(Stored items)
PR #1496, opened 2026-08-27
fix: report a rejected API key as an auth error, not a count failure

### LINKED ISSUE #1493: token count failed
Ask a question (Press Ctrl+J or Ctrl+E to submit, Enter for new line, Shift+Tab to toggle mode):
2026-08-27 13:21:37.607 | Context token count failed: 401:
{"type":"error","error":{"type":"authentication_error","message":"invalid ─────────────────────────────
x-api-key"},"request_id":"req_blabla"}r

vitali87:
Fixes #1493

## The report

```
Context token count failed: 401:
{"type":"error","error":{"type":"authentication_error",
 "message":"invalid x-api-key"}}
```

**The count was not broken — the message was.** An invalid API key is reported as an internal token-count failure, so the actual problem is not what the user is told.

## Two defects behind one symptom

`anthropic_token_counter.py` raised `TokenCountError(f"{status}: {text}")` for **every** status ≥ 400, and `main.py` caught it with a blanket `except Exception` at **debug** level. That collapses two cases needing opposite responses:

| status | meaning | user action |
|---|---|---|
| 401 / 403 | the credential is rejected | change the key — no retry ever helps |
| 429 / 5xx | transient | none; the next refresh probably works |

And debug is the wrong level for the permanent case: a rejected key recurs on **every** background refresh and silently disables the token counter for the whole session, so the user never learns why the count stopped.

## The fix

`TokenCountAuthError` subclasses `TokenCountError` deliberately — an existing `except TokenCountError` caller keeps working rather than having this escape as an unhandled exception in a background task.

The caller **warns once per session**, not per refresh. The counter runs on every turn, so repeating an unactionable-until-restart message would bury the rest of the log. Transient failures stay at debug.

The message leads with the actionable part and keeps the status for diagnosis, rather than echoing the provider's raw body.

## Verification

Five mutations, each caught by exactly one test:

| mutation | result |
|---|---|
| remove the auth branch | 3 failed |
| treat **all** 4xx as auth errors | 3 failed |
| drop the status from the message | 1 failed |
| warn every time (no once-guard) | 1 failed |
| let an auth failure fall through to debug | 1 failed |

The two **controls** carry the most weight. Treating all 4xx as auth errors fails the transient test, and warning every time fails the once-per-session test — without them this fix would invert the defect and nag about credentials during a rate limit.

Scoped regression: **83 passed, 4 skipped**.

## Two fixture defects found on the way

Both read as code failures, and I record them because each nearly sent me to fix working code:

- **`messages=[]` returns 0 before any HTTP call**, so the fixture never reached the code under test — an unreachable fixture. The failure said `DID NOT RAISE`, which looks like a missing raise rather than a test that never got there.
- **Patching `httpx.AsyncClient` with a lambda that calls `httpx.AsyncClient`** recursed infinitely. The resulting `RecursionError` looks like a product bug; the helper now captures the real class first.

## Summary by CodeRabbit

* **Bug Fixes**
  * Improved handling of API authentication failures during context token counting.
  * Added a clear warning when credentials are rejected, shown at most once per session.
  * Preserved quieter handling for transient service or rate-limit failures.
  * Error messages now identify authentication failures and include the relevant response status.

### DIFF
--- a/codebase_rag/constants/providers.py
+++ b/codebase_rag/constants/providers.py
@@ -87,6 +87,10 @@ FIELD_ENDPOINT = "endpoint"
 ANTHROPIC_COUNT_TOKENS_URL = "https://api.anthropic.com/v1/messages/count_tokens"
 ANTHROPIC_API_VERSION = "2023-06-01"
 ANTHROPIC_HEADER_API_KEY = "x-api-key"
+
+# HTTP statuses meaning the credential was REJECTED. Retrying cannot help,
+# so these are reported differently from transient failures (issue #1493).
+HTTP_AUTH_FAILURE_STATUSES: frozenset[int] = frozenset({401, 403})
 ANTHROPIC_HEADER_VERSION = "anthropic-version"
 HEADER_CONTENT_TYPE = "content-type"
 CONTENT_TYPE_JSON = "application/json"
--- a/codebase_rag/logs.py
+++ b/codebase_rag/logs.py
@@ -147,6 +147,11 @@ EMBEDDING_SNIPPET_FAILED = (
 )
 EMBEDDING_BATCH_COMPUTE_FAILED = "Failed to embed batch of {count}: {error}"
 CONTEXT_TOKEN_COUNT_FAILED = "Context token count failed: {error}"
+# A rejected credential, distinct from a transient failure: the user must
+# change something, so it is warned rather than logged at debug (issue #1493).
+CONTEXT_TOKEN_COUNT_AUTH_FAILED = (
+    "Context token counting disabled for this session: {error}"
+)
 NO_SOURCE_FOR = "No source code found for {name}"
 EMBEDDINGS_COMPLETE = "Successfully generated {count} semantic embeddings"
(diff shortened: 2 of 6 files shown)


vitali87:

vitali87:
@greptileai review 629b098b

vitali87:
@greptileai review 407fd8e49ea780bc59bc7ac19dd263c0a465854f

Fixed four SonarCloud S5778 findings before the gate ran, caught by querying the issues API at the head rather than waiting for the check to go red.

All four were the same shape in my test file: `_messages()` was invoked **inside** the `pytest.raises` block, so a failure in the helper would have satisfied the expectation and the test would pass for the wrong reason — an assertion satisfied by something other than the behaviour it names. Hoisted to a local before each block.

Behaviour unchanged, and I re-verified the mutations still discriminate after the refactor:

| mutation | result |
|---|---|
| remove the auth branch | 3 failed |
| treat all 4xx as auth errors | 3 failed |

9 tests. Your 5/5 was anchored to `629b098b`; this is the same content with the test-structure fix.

### Activity:
If a line in the records above has the word "user", copy it.

### Task response:
**The count was not broken — the message was.** An invalid API key is reported as an internal token-count failure, so the actual problem is not what the user is told.
| status | meaning | user action |
And debug is the wrong level for the permanent case: a rejected key recurs on **every** background refresh and silently disables the token counter for the whole session, so the user never learns why the count stopped.
+# A rejected credential, distinct from a transient failure: the user must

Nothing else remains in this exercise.